_Work order_
Where in the listing does the string "opened" appear? Copy every line that holds it.

Material supplied Start Marker

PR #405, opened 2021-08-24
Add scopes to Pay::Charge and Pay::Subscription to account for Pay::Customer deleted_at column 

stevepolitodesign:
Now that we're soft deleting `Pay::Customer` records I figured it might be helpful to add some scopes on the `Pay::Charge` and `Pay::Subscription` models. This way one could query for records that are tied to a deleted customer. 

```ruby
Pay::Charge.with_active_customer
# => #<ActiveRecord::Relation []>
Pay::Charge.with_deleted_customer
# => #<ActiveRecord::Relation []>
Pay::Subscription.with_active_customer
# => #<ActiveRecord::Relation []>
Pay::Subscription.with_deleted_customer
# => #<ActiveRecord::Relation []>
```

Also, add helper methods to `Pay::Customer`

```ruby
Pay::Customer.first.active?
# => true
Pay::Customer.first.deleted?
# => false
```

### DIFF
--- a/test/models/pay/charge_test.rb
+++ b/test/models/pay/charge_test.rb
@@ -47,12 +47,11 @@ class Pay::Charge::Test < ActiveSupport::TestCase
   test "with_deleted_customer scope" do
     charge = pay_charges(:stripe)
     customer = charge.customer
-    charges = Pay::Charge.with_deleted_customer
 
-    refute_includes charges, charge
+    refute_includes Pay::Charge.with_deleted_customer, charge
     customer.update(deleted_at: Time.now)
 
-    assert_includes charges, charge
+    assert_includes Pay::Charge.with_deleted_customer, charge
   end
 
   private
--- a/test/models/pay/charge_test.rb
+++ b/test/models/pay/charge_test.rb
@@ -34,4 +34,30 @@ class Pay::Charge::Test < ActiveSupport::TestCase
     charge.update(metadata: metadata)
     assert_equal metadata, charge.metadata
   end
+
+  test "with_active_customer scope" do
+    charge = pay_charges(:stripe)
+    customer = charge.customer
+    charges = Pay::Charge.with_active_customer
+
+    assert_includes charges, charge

Material supplied End Marker
Material supplied Start Marker

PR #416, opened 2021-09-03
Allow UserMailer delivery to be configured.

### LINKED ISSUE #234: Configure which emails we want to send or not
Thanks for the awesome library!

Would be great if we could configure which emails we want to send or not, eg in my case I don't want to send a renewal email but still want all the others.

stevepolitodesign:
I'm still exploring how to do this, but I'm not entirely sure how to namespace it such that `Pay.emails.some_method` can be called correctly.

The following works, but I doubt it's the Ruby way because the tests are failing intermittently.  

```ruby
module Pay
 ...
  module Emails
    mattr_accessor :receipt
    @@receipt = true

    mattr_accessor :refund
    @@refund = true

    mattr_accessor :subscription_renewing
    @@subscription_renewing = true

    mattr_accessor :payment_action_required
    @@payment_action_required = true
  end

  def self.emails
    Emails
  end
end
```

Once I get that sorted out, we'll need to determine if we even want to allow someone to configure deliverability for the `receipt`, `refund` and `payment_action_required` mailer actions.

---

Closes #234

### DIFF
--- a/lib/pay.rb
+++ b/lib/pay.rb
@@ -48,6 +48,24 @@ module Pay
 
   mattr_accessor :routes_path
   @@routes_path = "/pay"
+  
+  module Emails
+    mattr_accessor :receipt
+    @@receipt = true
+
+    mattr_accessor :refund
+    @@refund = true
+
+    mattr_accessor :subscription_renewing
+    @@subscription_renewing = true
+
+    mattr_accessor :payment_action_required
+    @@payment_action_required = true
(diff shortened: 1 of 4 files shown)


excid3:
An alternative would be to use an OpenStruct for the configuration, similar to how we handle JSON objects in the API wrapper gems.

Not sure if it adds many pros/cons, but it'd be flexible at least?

Material supplied End Marker

_The answer_
PR #405, opened 2021-08-24
PR #416, opened 2021-09-03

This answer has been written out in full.